The comparative experiments were divided into four groups. The first group involved the direct input of the most original unprepared data into the Transformer for prediction. The second group entailed the direct input of the most original unprepared data into Informer for prediction. The third group included data processed by the CEEDMAN method and was input into Informer for prediction. Lastly, the fourth group encompassed data preprocessed by the CEEDMAN method and adjusted by correlation coefficient weights before being input into Informer for prediction. Throughout all the experiments, we not only verified the superiority of Informer in this task but also confirmed the enhancement of the model’s prediction ability through the CEEDMAN method preprocessing.
The performance of all considered traits of strawberry samples in the four prediction models described above was indicated by the corresponding expressions in Figure 2. Changes in leaf area, time of flowering, fruit count, time of fruit ripeness, TSS content, and skin hardness, which constituted the six traits’ data, were non-continuous and, hence, could not be represented by changed curves. Therefore, these prediction models were employed to predict the data collected at each instance, and their predictions were compared with the actual data to assess the performance of each set of predictions. The histogram of their prediction results is shown in Figure 3.
From Figure 2 and Figure 3, it was observed that Informer processed with CEEDMAN and Spearman’s rank correlation exhibited overall superior prediction results. Compared with Transformer, Informer without preprocessing also showed significantly improved prediction results, suggesting that Informer does indeed possess an advantage in this type of task. To provide a more precise representation of the prediction effect, the R 2 and S E P measures were used for quantitative evaluation, which are shown in Table 2.

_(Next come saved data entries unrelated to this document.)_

PR #4601, opened 2026-03-10
Python: Added AgentMiddleware to Copilot and Claude agents

dmytrostruk:
### Motivation and Context

Added `AgentMiddleware` support to Copilot and Claude agents.

### Contribution Checklist


markwallace-microsoft:
<a href="https://github.com/microsoft/agent-framework/blob/5b10bd424db728d9a2d1acb4a9d63cd43b9b1fd2/README.md">Python Test Coverage</a><details><summary>Python Test Coverage Report • </summary><table><tr><th>File</th><th>Stmts</th><th>Miss</th><th>Cover</th><th>Missing</th></tr><tbody><tr><td><b>TOTAL</b></td><td><b>22700</b></td><td><b>2601</b></td><td><b>88%</b></td><td>&nbsp;</td></tr></tbody></table><i>report-only-changed-files is enabled. No files were changed during this commit :)</i></details>

## Python Unit Test Overview
| 4964 | 20 :zzz: | 0 :x: | 0 :fire: | 1m 19s :stopwatch: |

python/packages/github_copilot/agent_framework_github_copilot/_agent.py
```diff
@@ -640,3 +648,11 @@ async def _resume_session(self, session_id: str, streaming: bool) -> CopilotSess
             config["mcp_servers"] = self._mcp_servers
 
         return await self._client.resume_session(session_id, config)
+
+
+class GitHubCopilotAgent(
+    AgentMiddlewareLayer,
+    RawGitHubCopilotAgent[OptionsT],
```
eavanvalkenburg, line 661: Should this also have the telemetry layer?

python/packages/claude/agent_framework_claude/_agent.py
```diff
@@ -620,15 +625,24 @@ def run(
             When stream=False: An Awaitable[AgentResponse] with the complete response.
         """
```
moonbox3, line 626: `middleware` is accepted as a named parameter in `run()` but never forwarded here. `AgentMiddlewareLayer` passes combined function/chat middleware via `kwargs["middleware"]`, which is now intercepted by the named param and silently dropped instead of reaching `_get_stream`.

```suggestion
        response = self._run_stream_impl(messages=messages, session=session, options=options, middleware=middleware, **kwargs)
```

python/packages/github_copilot/agent_framework_github_copilot/_agent.py
```diff
@@ -348,16 +351,26 @@ def run(
         Raises:
             AgentException: If the request fails.
         """
+        options = cast(OptionsT | None, kwargs.pop("options", None))
         if stream:
+            return self._run_stream_impl(messages=messages, session=session, options=options, **kwargs)
```
moonbox3, line 356: Same issue: `middleware` (containing combined function/chat middleware from `AgentMiddlewareLayer`) is captured by the named param in `run()` and never forwarded to `_run_stream_impl`, silently discarding any function/chat middleware.

```suggestion
            return self._run_stream_impl(messages=messages, session=session, options=options, middleware=middleware, **kwargs)
```

python/packages/github_copilot/agent_framework_github_copilot/_agent.py
```diff
@@ -348,16 +351,26 @@ def run(
...
+        return self._run_impl(messages=messages, session=session, options=options, **kwargs)
```
moonbox3, line 357: `middleware` not forwarded to `_run_impl` either — same silent drop for the non-streaming path.

```suggestion
        return self._run_impl(messages=messages, session=session, options=options, middleware=middleware, **kwargs)
```

python/packages/github_copilot/agent_framework_github_copilot/_agent.py
```diff
@@ -302,7 +304,7 @@ def run(
         *,
```
moonbox3, line 304: `options` was previously an explicitly typed parameter in this overload and is now completely absent from the signature. `AgentMiddlewareLayer._middleware_handler` still passes `options=context.options` explicitly, which works at runtime (falls into `**kwargs`), but this is a type-breaking change for any typed callers of `GitHubCopilotAgent.run()`.

python/packages/github_copilot/agent_framework_github_copilot/_agent.py
```diff
@@ -348,16 +351,26 @@ def run(
         Raises:
             AgentException: If the request fails.
         """
+        options = cast(OptionsT | None, kwargs.pop("options", None))
```
moonbox3, line 354: `cast()` silently coerces whatever is in kwargs to `OptionsT | None` with no runtime check. If a caller passes `options` with a wrong type, the error will surface much later (or not at all). Consider validating the extracted value before use.

```suggestion
        options = kwargs.pop("options", None)
        if options is not None and not isinstance(options, (dict, type(None))):
            raise TypeError(f"Expected options to be a mapping or None, got {type(options).__name__}")
        options = cast(OptionsT | None, options)
```

python/packages/github_copilot/tests/test_github_copilot_agent.py
```diff
@@ -459,6 +461,97 @@ def mock_on(handler: Any) -> Any:
...
+        agent = GitHubCopilotAgent(client=mock_client, middleware=[tracking_middleware])
+        response = await agent.run("Hello")
+
+        assert isinstance(response, AgentResponse)
+        assert response.text == "Test response"
+        assert calls == ["before", "after"]
+
+
 class TestGitHubCopilotAgentSessionManagement:
     """Test cases for session management."""
```
moonbox3, line 557: The per-run `middleware` parameter added to `run()` is never exercised. This is the primary new API surface introduced by the diff and has no test coverage.

```suggestion
async def test_run_supports_per_run_middleware(
    self,
    mock_client: MagicMock,
    mock_session: MagicMock,
    assistant_message_event: SessionEvent,
) -> None:
    """Test that middleware passed directly to run() is executed."""
    mock_session.send_and_wait.return_value = assistant_message_event
    calls: list[str] = []

    async def run_middleware(context: AgentContext, call_next: Any) -> None:
        calls.append("run_before")
        await call_next()
        calls.append("run_after")

    agent = GitHubCopilotAgent(client=mock_client)
    response = await agent.run("Hello", middleware=[run_middleware])

    assert isinstance(response, AgentResponse)
    assert calls == ["run_before", "run_after"]
```

python/packages/claude/tests/test_claude_agent.py
```diff
@@ -434,6 +443,168 @@ async def test_run_stream_raises_on_result_message_error(self) -> None:
...
+                            message_id=update.message_id,
+                            raw_representation=update.raw_representation,
+                        )
+
+                    context.stream_transform_hooks.append(add_prefix)
+                await call_next()
+
+        with patch("agent_framework_claude._agent.ClaudeSDKClient", return_value=mock_client):
+            agent = ClaudeAgent(middleware=[PrefixDeltaMiddleware()])
+            updates: list[AgentResponseUpdate] = []
```
moonbox3, line 557: No test covers passing `middleware` to `run()` at call time. The constructor-level middleware path is tested, but the per-run path added to the `run()` signature is dead code from a testing perspective.

```suggestion
async def test_run_supports_per_run_middleware(self) -> None:
    """Test that middleware passed to run() at call time is executed."""
    from claude_agent_sdk import AssistantMessage, ResultMessage, TextBlock
    from claude_agent_sdk.types import StreamEvent

    messages = [
        StreamEvent(
            event={"type": "content_block_delta", "delta": {"type": "text_delta", "text": "Hi"}},
            uuid="e1", session_id="s1",
        ),
        AssistantMessage(content=[TextBlock(text="Hi")], model="claude-sonnet"),
        ResultMessage(subtype="success", duration_ms=100, duration_api_ms=50,
                      is_error=False, num_turns=1, session_id="s1"),
    ]
    mock_client = self._create_mock_client(messages)
    calls: list[str] = []

    async def run_middleware(context: AgentContext, call_next: Any) -> None:
        calls.append("run_before")
        await call_next()
        calls.append("run_after")

    with patch("agent_framework_claude._agent.ClaudeSDKClient", return_value=mock_client):
        agent = ClaudeAgent()
        response = await agent.run("Hello", middleware=[run_middleware])

    assert isinstance(response, AgentResponse)
    assert calls == ["run_before", "run_after"]
```

python/packages/github_copilot/agent_framework_github_copilot/_agent.py
```diff
@@ -302,7 +304,7 @@ def run(
         *,
         stream: Literal[False] = False,
         session: AgentSession | None = None,
-        options: OptionsT | None = None,
+        middleware: Sequence[AgentMiddlewareTypes] | None = None,
```
moonbox3, line 307: Replacing `options` with `middleware` here (and in the other two overloads) is a breaking API change. `options` was a typed parameter that provided compile-time safety for runtime configuration; hiding it in **kwargs removes that safety. `RawGitHubCopilotAgent` also has no need to declare `middleware` explicitly—AgentMiddlewareLayer intercepts `run()` before the raw class sees it, and any residual `middleware` kwarg forwarded through context.kwargs is already absorbed by **kwargs. Restore `options` as an explicit parameter and drop the `middleware` declaration from all three overloads.

```suggestion
        options: OptionsT | None = None,
```

python/packages/github_copilot/agent_framework_github_copilot/_agent.py
```diff
@@ -313,7 +315,7 @@ def run(
         *,
         stream: Literal[True],
         session: AgentSession | None = None,
-        options: OptionsT | None = None,
+        middleware: Sequence[AgentMiddlewareTypes] | None = None,
```
moonbox3, line 318: Same issue as the non-streaming overload: `options` should remain explicit and typed here; `middleware` should not appear in the raw class signature.

```suggestion
        options: OptionsT | None = None,
```

moonbox3 (commented):
## Automated Code Review

### ✗ Correctness
> The refactoring introduces `AgentMiddlewareLayer` into both `ClaudeAgent` and `GitHubCopilotAgent` MROs, which is conceptually correct. However, there is a concrete correctness bug in both raw agents: `AgentMiddlewareLayer.run()` deliberately forwards combined function/chat middleware via `combined_kwargs["middleware"]` and expects it to flow downstream (through `_run_stream_impl`/`_run_impl`) to the underlying chat client. The new `middleware` named parameter added to `RawClaudeAgent.run()` and `RawGitHubCopilotAgent.run()` intercepts and silently drops this value — it is never forwarded to `_run_stream_impl` or `_run_impl`. Additionally, `options` was removed as an explicit typed parameter from `RawGitHubCopilotAgent.run()`'s overloads (replaced by `middleware`), while `AgentMiddlewareLayer._middleware_handler` still passes `options=` explicitly; this works at runtime via `**kwargs` extraction but is a type-safety regression for direct callers. The tests only cover agent-level middleware and would not catch the dropped function/chat middleware.

### ✓ Security Reliability
> The diff introduces a middleware layer (AgentMiddlewareLayer) into both ClaudeAgent and GitHubCopilotAgent via multiple inheritance. From a security and reliability standpoint the changes are largely sound, but there is one notable reliability issue: in GitHubCopilotAgent.run(), the previous overloads declared `options: OptionsT | None = None` as an explicit typed parameter, but the new overloads replace it with `middleware` and move `options` into **kwargs, relying on `kwargs.pop('options', None)` with a cast. This silent removal of a typed parameter breaks the public API contract without deprecation and can cause silent option-dropping if callers pass options as a keyword argument positionally, though this is a breaking-change / API-reliability concern rather than a security risk. No secrets are hardcoded, no unsafe deserialization is present, no injection risks are introduced, and the middleware callable path uses `Any` typing for `call_next` in tests which is acceptable in test code. The `cast()` used for extracting options from kwargs bypasses type safety and could silently discard a wrongly typed value without raising, which is a mild reliability concern.

### ✗ Test Coverage
> The diff adds middleware support (AgentMiddlewareLayer) to both ClaudeAgent and GitHubCopilotAgent, and includes 6 new tests covering class-based middleware, function-based middleware, and streaming transform hooks. However, the new per-run `middleware` parameter added to `run()` in both agents is never tested—there are zero tests that pass `middleware` at call time rather than construction time, and none that verify combined constructor+per-run middleware ordering. Additionally, the GitHubCopilotAgent `run()` overloads silently dropped the explicit `options` parameter (moved to `**kwargs`), but no test verifies that runtime options still route correctly through the refactored `_run_impl`/`_run_stream_impl` path. Multiple-middleware chaining order is also not covered by any test.

### ✗ Design Approach
> The diff adds AgentMiddlewareLayer to both ClaudeAgent and GitHubCopilotAgent by splitting each into a raw base class and a composed final class. The approach is architecturally sound for the Claude agent, but contains a breaking API change in RawGitHubCopilotAgent: the typed `options` parameter is removed from all three run() overloads and replaced with `middleware`, pushing `options` into untyped `**kwargs`. This silently removes type-checking and IDE support for `options` from the public API. Additionally, adding `middleware` explicitly to the raw agent signatures is a leaky abstraction—the middleware routing concern belongs exclusively to AgentMiddlewareLayer, and the raw classes should accept it transparently via `**kwargs` rather than declaring it as a named parameter.

### Flagged Issues
- [ ] In `RawClaudeAgent.run()` and `RawGitHubCopilotAgent.run()`, the explicit `middleware` named parameter captures — and silently drops — the combined function/chat middleware forwarded by `AgentMiddlewareLayer` via `combined_kwargs["middleware"]`. Since `middleware` is now an explicit named param rather than flowing through `**kwargs`, it is never forwarded to `_run_stream_impl` or `_run_impl`, breaking function/chat middleware for composed agents.
- [ ] Per-run `middleware` parameter added to `run()` in both agents is entirely untested — there is no test that calls `agent.run(..., middleware=[...])` and verifies the per-run middleware executes, making it impossible to confirm the feature works at all.
- [ ] The GitHubCopilotAgent `run()` overloads removed the explicit `options` parameter (replaced by `middleware`), with options now consumed via `kwargs.pop('options', None)`. No regression test verifies that runtime options (e.g., model, timeout) still reach `_run_impl`/`_run_stream_impl` correctly after this refactor.
- [ ] In RawGitHubCopilotAgent.run(), the `options` parameter is removed from all three typed overload signatures and replaced with `middleware`. This is a breaking change: callers of GitHubCopilotAgent.run(options=...) lose static type-checking and IDE autocomplete. The options kwarg is silently buried in **kwargs and extracted via `cast(OptionsT | None, kwargs.pop('options', None))`, which bypasses the TypedDict-based typing that made it safe. `options` should remain an explicit typed parameter in all overloads, and `middleware` should not appear in the raw class's overloads at all—it is AgentMiddlewareLayer's concern and can flow through **kwargs without an explicit declaration.

### Suggestions
- Remove `middleware` from the explicit named parameters of `RawClaudeAgent.run()` and `RawGitHubCopilotAgent.run()` so it continues to flow via `**kwargs` to `_run_stream_impl`/`_run_impl`, consistent with how `AgentMiddlewareLayer` expects to forward it. If the intent is only to prevent 'unexpected keyword argument' errors, forward it explicitly instead.
- `options` was a typed, explicitly documented parameter in `RawGitHubCopilotAgent.run()` overloads before this diff and has been silently replaced by `middleware`. Consider keeping `options` in the overloads (even alongside `middleware`) to avoid a breaking type-checking regression for existing callers who relied on IDE autocomplete or mypy checking for `options`.
- In `RawGitHubCopilotAgent.run()`, `options` was previously an explicit, typed overload parameter and is now silently moved into `**kwargs` with a `cast()`. Consider keeping `options` as an explicit keyword parameter in the overloads (alongside `middleware`) to preserve type safety and avoid silent option-dropping for existing callers.
- The `cast(OptionsT | None, kwargs.pop('options', None))` in `_agent.py` (GitHub Copilot) bypasses runtime type checking. If a caller accidentally passes a wrong type, it will be silently accepted. A runtime isinstance guard or at least a comment explaining the invariant would improve reliability.
- The new `_run_stream_impl` / `_run_impl` split on both agents leaves `**kwargs` forwarded without any validation. Consider documenting (or asserting) that no unexpected kwargs are passed, to avoid silently ignoring unexpected arguments.
- Add a test that passes `middleware` directly to `run()` (e.g., `agent.run('Hello', middleware=[TrackingMiddleware()])`) and asserts the middleware executes.
- Add a test that combines constructor middleware and per-run middleware and asserts both execute in the correct order (constructor first, then per-run).
- Add a regression test for GitHubCopilotAgent that passes `options` via `run('Hello', options={...})` and asserts the options are forwarded to the underlying session/client call, to guard against the kwarg extraction breakage.
- Add a test with two middleware in sequence to verify chaining order — currently all tests use exactly one middleware.
- The `middleware` parameter added to RawClaudeAgent.run()'s three overloads (non-streaming, streaming, and base) is a leaky abstraction. AgentMiddlewareLayer._middleware_handler() passes `middleware` to super().run() via **context.kwargs, so it already arrives through **kwargs in the raw class. Declaring it explicitly makes the raw class aware of a concern it doesn't implement and silently drops—this should be left as an implicit **kwargs passthrough with a brief inline comment explaining why it's intentionally ignored.
- The new `_run_stream_impl` helper in RawClaudeAgent silently drops the `middleware` kwarg received from AgentMiddlewareLayer (via context.kwargs → super().run() → _run_stream_impl's **kwargs). Since this will confuse future maintainers, a brief comment noting that `middleware` is intentionally absorbed and not forwarded—because it is handled by AgentMiddlewareLayer before reaching this point—would prevent future bugs from someone trying to 'fix' the drop.

---

python/packages/github_copilot/agent_framework_github_copilot/_agent.py
```diff
@@ -323,7 +325,7 @@ def run(
         *,
         stream: bool = False,
         session: AgentSession | None = None,
-        options: OptionsT | None = None,
+        middleware: Sequence[AgentMiddlewareTypes] | None = None,
```
moonbox3, line 328: Same issue on the base overload. Restoring `options` and removing `middleware` here also lets you remove the `cast(OptionsT | None, kwargs.pop('options', None))` inside the body and go back to the direct typed `options` parameter.

```suggestion
        options: OptionsT | None = None,
```

python/packages/claude/agent_framework_claude/_agent.py
```diff
@@ -581,6 +582,7 @@ def run(
         *,
         stream: Literal[False] = ...,
         session: AgentSession | None = None,
```
moonbox3, line 584: Declaring `middleware` explicitly in RawClaudeAgent's overloads leaks AgentMiddlewareLayer's routing concern into the raw class. The parameter is accepted and immediately discarded (never forwarded to _run_stream_impl). Since it arrives through **kwargs anyway when AgentMiddlewareLayer calls super().run(), it can simply be absorbed there without an explicit declaration.

```suggestion
        **kwargs: Any,
```

python/packages/claude/agent_framework_claude/_agent.py
```diff
@@ -591,6 +593,7 @@ def run(
         *,
         stream: Literal[True],
         session: AgentSession | None = None,
```
moonbox3, line 595: Same leaky abstraction as the non-streaming overload: `middleware` is declared but silently dropped. Remove it from this overload as well.

python/packages/claude/agent_framework_claude/_agent.py
```diff
@@ -600,6 +603,7 @@ def run(
         *,
         stream: bool = False,
         session: AgentSession | None = None,
```
moonbox3, line 605: Same issue on the base overload. Dropping the explicit `middleware` declaration from all three overloads keeps the raw class unaware of the middleware routing mechanism.

python/packages/claude/agent_framework_claude/_agent.py
```diff
@@ -620,15 +625,24 @@ def run(
             When stream=False: An Awaitable[AgentResponse] with the complete response.
         """
         options = kwargs.pop("options", None)
-        response = ResponseStream(
-            self._get_stream(messages, session=session, options=options, **kwargs),
-            finalizer=self._finalize_response,
-        )
-
+        response = self._run_stream_impl(messages=messages, session=session, options=options, **kwargs)
```
eavanvalkenburg, line 628: is this change needed? we are already wrapping a call to another function, no real need to do that twice (_get_stream and _run_stream_impl)

python/packages/github_copilot/agent_framework_github_copilot/_agent.py
```diff
@@ -302,7 +304,7 @@ def run(
         *,
         stream: Literal[False] = False,
         session: AgentSession | None = None,
-        options: OptionsT | None = None,
```
eavanvalkenburg, line 305: this shouldn't be removed, should it?

python/packages/github_copilot/agent_framework_github_copilot/_agent.py
```diff
@@ -338,8 +340,9 @@ def run(
         Keyword Args:
             stream: Whether to stream the response. Defaults to False.
             session: The conversation session associated with the message(s).
-            options: Runtime options (model, timeout, etc.).
-            kwargs: Additional keyword arguments.
+            middleware: Runtime middleware parameter accepted for compatibility with middleware layer routing.
+            kwargs: Additional keyword arguments, including ``options`` for runtime options
```
eavanvalkenburg, line 344: we should not reintroduce kwargs, we are trying to get rid of them, use `options`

The CEEDMAN and Spearman’s rank correlation preprocessed Informer methods accounted for 10 of the 18 best indicators and ranked among the top of all methods in terms of other metric scores.

3. Discussion

Our experiments were designed to provide diverse growing environments for strawberry samples using multiple sets of full-spectrum illumination light. This approach allowed us to investigate the effects of light quality in each wavelength band on specific plant traits. The conclusions were then integrated with the prediction model to enhance the performance of the Informer and improve the model’s prediction results. In comparison with previous studies, this was the first time that we investigated the traits of samples under full-spectrum conditions. In contrast, some experiments only combined two or three spectra, which overlooked the comprehensive effects of multiple combined light qualities.

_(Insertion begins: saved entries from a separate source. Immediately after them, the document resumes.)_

Issue #4556, opened 2026-03-09
.NET: Consider adding finish reason to AgentResponse and AgentResponseUpdate


westey-m:
It's hard to tell whether a run completed due to content filtering rules without having a finish reason, so we should consider replicating that from ChatResponse across

PR #4617, opened 2026-03-11
.NET: Add FinishReason to AgentResponses

westey-m:
### Motivation and Context

It's currently difficult to determine when a ChatClientAgent completed because of content filtering, so adding FinishReason to AgentRunResponse, and mapping where we have enough data to do so.

#4556

### Description

- Add FinishReason to AgentResponse and AgentResponseUpdate

### Contribution Checklist

### DIFF
--- a/dotnet/src/Microsoft.Agents.AI.Hosting.OpenAI/ChatCompletions/AgentResponseExtensions.cs
+++ b/dotnet/src/Microsoft.Agents.AI.Hosting.OpenAI/ChatCompletions/AgentResponseExtensions.cs
@@ -34,7 +34,7 @@ internal static class AgentResponseExtensions
         var chatCompletionChoices = new List<ChatCompletionChoice>();
         var index = 0;
 
-        var finishReason = agentResponse.FinishReason?.ToString() ?? "stop"; // "stop" is a natural stop point; returning this by-default
+        var finishReason = agentResponse.FinishReason?.ToString() ?? ChatFinishReason.Stop.Value; // "stop" is a natural stop point; returning this by-default
 
         foreach (var message in agentResponse.Messages)
         {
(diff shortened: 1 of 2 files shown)


rogerbarreto (approved):

dotnet/src/Microsoft.Agents.AI.Hosting.OpenAI/ChatCompletions/AgentResponseExtensions.cs
```diff
@@ -34,9 +34,7 @@ public static List<ChatCompletionChoice> ToChoices(this AgentResponse agentRespo
         var chatCompletionChoices = new List<ChatCompletionChoice>();
         var index = 0;
 
-        var finishReason = (agentResponse.RawRepresentation is ChatResponse { FinishReason: not null } chatResponse)
-            ? chatResponse.FinishReason.ToString()
-            : "stop"; // "stop" is a natural stop point; returning this by-default
+        var finishReason = agentResponse.FinishReason?.ToString() ?? "stop"; // "stop" is a natural stop point; returning this by-default
```
rogerbarreto: Suggest moving the `stop` to a const in a default place or so that could be later on cofigured if necessary.

Assuming all empty finishReasons are `stop` feels very opiniated, I'm not sure this is a good approach. Thought?

dotnet/src/Microsoft.Agents.AI.Workflows/MessageMerger.cs
```diff
@@ -156,6 +157,7 @@ public AgentResponse ComputeMerged(string primaryResponseId, string? primaryAgen
                 createdTimes.Add(response.CreatedAt.Value);
             }
 
+            finishReason = response.FinishReason ?? finishReason;
```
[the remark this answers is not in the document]
westey-m: Fixed.

dotnet/src/Microsoft.Agents.AI.Hosting.OpenAI/ChatCompletions/AgentResponseExtensions.cs
westey-m: Switched the code to use `ChatFinishReason.Stop.Value`.  

> Assuming all empty finishReasons are stop feels very opiniated, I'm not sure this is a good approach. Thought?

I believe this value is required, and there is no unknown/null. I think stop is the best option out of the possible ones considering that.  Also note this is existing behavior.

Additionally, the conclusions drawn in our study were compared with those of current studies. In our study, the UVA and violet wavelengths inhibited the growth of sample plant height, leaves, and stolons. As demonstrated by current research, these short wavelength light qualities suppressed the expansion of leaf area and delayed the accumulation of biomass, which was proven in many studies [31,32,33]. This was because short-wavelength spectra inhibited the secretion of plant gibberellins and auxins. Additionally, it was found that UV treatments delayed the loss of firmness in various fruits [34,35], and that UVA and short wavelengths promoted sugar accumulation and fruit skin firmness in strawberry fruit [36,37]. This was also commonly employed in post-harvest fruit treatments. These studies believed that UVA inhibited ethylene synthesis in fruits, thereby reducing the fruit’s ripening rate and decay susceptibility. Furthermore, it was hypothesized that UVA might have triggered the accumulation of secondary metabolites in fruits. Some polyphenolic compounds and carotenoids, for instance, may have accumulated under UVA exposure. These compounds not only enhanced the fruit’s antioxidant capacity but also contributed to increased fruit firmness and flavor enhancement.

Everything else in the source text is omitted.